Symptoms: Patients often have no symptoms and are usually diagnosed after showing abnormalities on routine liver blood tests. The disease is mainly diagnosed in people between 30 and 60 years of age, affecting women 10 times more often than men. The most common symptoms are itching and fatigue, jaundice, acummulation of fluid, darkening of the skin and fatty deposits in the skin are also indications of the disease. Primary biliary cirrhosis can cause various disorders, which commonly include impairment of the salivary and tear glands causing dry mouth and eyes. Other problems it may present are arthritis and thyroid problems, and at late stage, the possibility of fractures due to soft and fragile bones.

Although primary biliary cirrhosis is not directly inherited, it is more common among siblings and families in which at least one member has been affected. Another important factor may be multiple immune system disorders found in patients. Also, the fact that this disease is much more common in women brings hormones to issue.

Diagnosis: Several pieces of information are considered at the moment of diagnosis. An alkaline phosphatase activity may confirm bile duct damage. Yet, due to the possibility of obstruction, oftentimes an x-ray is taken to rule out this cause. Mitochondrial antibody tests are positive in almost all individuals with primary biliary chirrhosis and a liver biopsy would provide proof on the extent and severity of damage to the liver, thus confirming the diagnosis.

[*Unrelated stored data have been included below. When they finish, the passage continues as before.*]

PR #9283, opened 2026-05-22
Added order set bundle and import button to provider

AndyStoneman:


examples/medplum-provider/src/data/order-set-example-bundle.json
```diff
@@ -0,0 +1,301 @@
...
+                {
+                  "system": "https://medplum.com/CodeSystem/order-set-scope",
+                  "code": "shared",
+                  "display": "Shared (practice-wide)"
+                }
+              ]
+            }
+          }
+        ],
+        "description": "Sample **shared** order set for type 2 diabetes in older adults.\n\n- Metformin 500 mg BID with meals (renal gate).\n- Empagliflozin 10 mg each morning (lower SGLT2 dose for age ≥75).\n- Sitagliptin 25 mg daily (DPP-4; low hypoglycemia risk).\n\n**Sync:** POST this bundle to Medplum, then invoke `scriptsure-orderset-sync-bot` with `{ \"planDefinitionId\": \"<id>\" }`. Do not pre-stamp `https://spa.scriptsure.com/orderset-id` — the bot adds it after the first successful sync.",
```
oleg-mp: A small caveat here - this is a DAW-specific set of instructions, so might want to remove for the sake of keeping it vendor-neutral, while we can have vendor specific instructions elsewhere

examples/medplum-provider/src/data/order-set-example-bundle.json
```diff
@@ -0,0 +1,301 @@
+{
+  "resourceType": "Bundle",
+  "type": "collection",
+  "meta": {
```
oleg-mp: This part might need to go, as we're adding it as a vendor-neutral bundle

examples/medplum-provider/src/data/order-set-example-bundle.json
```diff
@@ -0,0 +1,301 @@
...
+    "tag": [
+      {
+        "system": "https://medplum.com/scriptsure/demo-export",
+        "code": "orderset-sync-demo",
+        "display": "Shared PlanDefinition + ActivityDefinitions for scriptsure-orderset-sync-bot (no ScriptSure orderset-id yet)"
+      }
+    ]
+  },
+  "identifier": {
+    "system": "https://medplum.com/scriptsure/demo-export",
```
oleg-mp: we may wanna figure out a more generic one that doesn't mention scriptsure

oleg-mp (approved):
🚢

PR #9284, opened 2026-05-22
Use batched searches for preferred pharmacies and orgs for med prescribing

oleg-mp:


examples/medplum-provider/src/pages/meds/OrderMedicationPage.tsx
```diff
@@ -1337,67 +1340,66 @@ export function OptionalContextFields(props: Readonly<OptionalContextFieldsProps
...
     }
-    let cancelled = false;
-    medplum
-      .searchResources('Coverage', `patient=Patient/${patient.id}&status=active&_count=50`)
-      .then((rows) => {
-        if (!cancelled) {
-          setPatientCoverages(rows.filter((c): c is WithId<Coverage> => Boolean(c.id)));
-        }
+    const orgById = new Map(
+      (organizations ?? []).filter((org): org is WithId<Organization> => Boolean(org.id)).map((org) => [org.id, org])
```
noahsilas, line 1378: `organizations` looks like it is typed as `ResourceArray<WithId<Organization>> | undefined`, so I think you can skip the entire `filter` part of this - if there are any entries, they should be guaranteed to have an `id` attribute.

examples/medplum-provider/src/pages/meds/OrderMedicationPage.tsx
```diff
@@ -1337,67 +1340,66 @@ export function OptionalContextFields(props: Readonly<OptionalContextFieldsProps
...
+        .filter(isDefined)
+        .join(','),
+    [preferredPharmacyRefs]
+  );
+
+  const [organizations, , organizationsOutcome] = useSearchResources(
+    'Organization',
+    { _id: preferredPharmacyOrgIds, _count: String(Math.max(preferredPharmacyRefs.length, 1)) },
+    { enabled: preferredPharmacyOrgIds.length > 0 }
+  );
```
noahsilas, line 1371: This feels like a pattern that we should see if we end up using in more places and consider if it would fit into its own hook. Loading from multiple references seems likely to be a common pattern.

One minor thing here: this is going to require `Organization.search` permissions instead of the previous implementation's `Organization.read` permission. Probably always fine, but something to be aware of.

There's also some slight difference in caching behavior; previously each reference would be individually passed into `medplum.readReference`, and so could be cached individually. This search will cache the entire collection together. Also probably fine for this use case (seems likely either all or none would already be cached).

noahsilas (approved):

Still, the basic cause of primary biliary cirrhosis is unknown, although close observation of patients over the years has provided many clues and has lead to earlier diagnosis.

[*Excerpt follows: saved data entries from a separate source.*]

PR #9285, opened 2026-05-23
Transaction scoped repos

mattlong:
### Update

Consider starting with the docstring of `RepositoryConnection.withTransaction` which explains the permissions/usability for repository transactions.

### Original description

Prevents unexpected transaction interleaving. Consider the following code. Note the absence of `await`. Previously, this surprisingly would result in nested transactions instead of two serial transactions.

```typescript
repo.withTransaction(() => { ... });
repo.withTransaction(() => { ... });
```

### Before
```sql
BEGIN ISOLATION LEVEL REPEATABLE READ;
SAVEPOINT sp2;
RELEASE SAVEPOINT sp2;
COMMIT;
```

### After
The second `repo.withTransaction()` throws.

### What's different

To achieve this, the parent transaction cannot be used within the `withTransaction` callback. Instead, a new Repository instance is provided as a parameter to the `withTransaction` callback:

```typescript
repo.withTransaction(async (txRepo) => {
  await txRepo.createResource(...);
  txRepo.preCommit(() => { ... });
  await txRepo.withTransaction(async (nestedRepo) => {
    await nestedRepo.updateResource(...);
    nestedRepo.postCommit(() => { ... });
  });
});
```

**Attempting to use a parent repo while it has an active transaction scope will throw**. An eslint rule was added to facilitate this change in behavior.

### Alternative approach

Instead of explicit transaction-scoped repositories, an alternative solution was to synchronize the beginning and ending of each layer of transaction/savepoints with a stack of transaction locks facilitated by AsyncLocalStorage. it would avoid the API change of needing to provide transaction-scoped repositories, but at the expense of a more implicit magic in the Repository class that becomes even harder to reason about. Keeping the API explicit seemed like the better choice. If there is strong dislike for the current proposal, we can explore the alternative approach more in-depth.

Prognosis: Known for over 100 years, primary biliary cirrhosis is a slowly progressing disease. Many patients can expect to lead productive and active lives for up to fifteen years after they are diagnosed and may not have symptoms for several years. As the disease progresses, jaundice may appear as sign of diminishing liver reserve. This is a chronic illness often presenting life-threatening complications after it advances to cirrhosis.

Treatment and The Alternative of Transplantation: Some drugs such as methotrexate and ursodeoxycholic acid have shown improvement in liver tests, but most patients do no respond to corticosteroids. Colchicine also improves liver tests, although it does not slow the progression of the disease. Thyroid function tests to determine thyroid activity should be performed and if low, hormone treatment prescribed. Care should be taken with potentially harmful drugs, toxins or foods. Itching can be effectively relieved by medications such as rifampin and cholestryramine.

Finally, a liver transplant may be indicated before the onset of severe liver failure and related complications such as gastrointestinal bleeding, malnutrition, accumulation of fluid in the abdomen, jaundice, persistent itching and bone fractures. Patients with primary biliary cirrhosis who have undergone liver transplant have excellent outcome and survival rates, with the use of new anti-rejection drugs making it even more successful.